Exercise aim
Check the entries below and say how many lines include the word "string". No other text is wanted.

Data under study
* * *
PR #309, opened 2021-03-20
Move cmdline to an external dependency

ghjm:
Hello, Receptor people!  I have an upcoming project where I want to use the cmdline library, so I have copied it to a new repo at `github.com/ghjm/cmdline`.  This PR updates Receptor to import cmdline from the new repo.

A few changes to the cmdline library have been taken into account:

* Instead of accessing global variables in the module, you now allocate a struct with `NewCmdline()`.  But you can get a singleton global instance with `GlobalInstance()`.
* Instead of presuming cmdline has permission to print to stdout and exiting `os.Exit(1)`, the library now allows configuring the output stream, and returns errors in an `error` variable like a properly behaved library.
* Instead of `ParseAndRun()` returning a string identifying the exclusive command that ran, it now returns the error, and you can call `WhatRan()` to find out if an exclusive command ran.


cmd/receptor.go
```diff
@@ -83,11 +83,16 @@ func (cfg nullBackendCfg) Run() error {
...
-	cmdline.AddConfigType("version", "Show the Receptor version", version.CmdlineCfg{}, cmdline.Exclusive)
-	whatRan := cmdline.ParseAndRun(os.Args[1:], []string{"Init", "Prepare", "Run"})
-	if whatRan != "" {
+	cl := cmdline.GlobalInstance()
+	cl.AddConfigType("node", "Node configuration of this instance", nodeCfg{}, cmdline.Required, cmdline.Singleton)
+	cl.AddConfigType("local-only", "Run a self-contained node with no backends", nullBackendCfg{}, cmdline.Singleton)
+	cl.AddConfigType("version", "Show the Receptor version", version.CmdlineCfg{}, cmdline.Exclusive)
+	err := cl.ParseAndRun(os.Args[1:], []string{"Init", "Prepare", "Run"}, cmdline.ShowHelpIfNoArgs)
+	if err != nil {
+		fmt.Printf("Error: %s\n", err)
```
ghjm, line 92: I'm trying not to break existing behavior too much, but this should arguably be:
* * *
Response to the exercise
3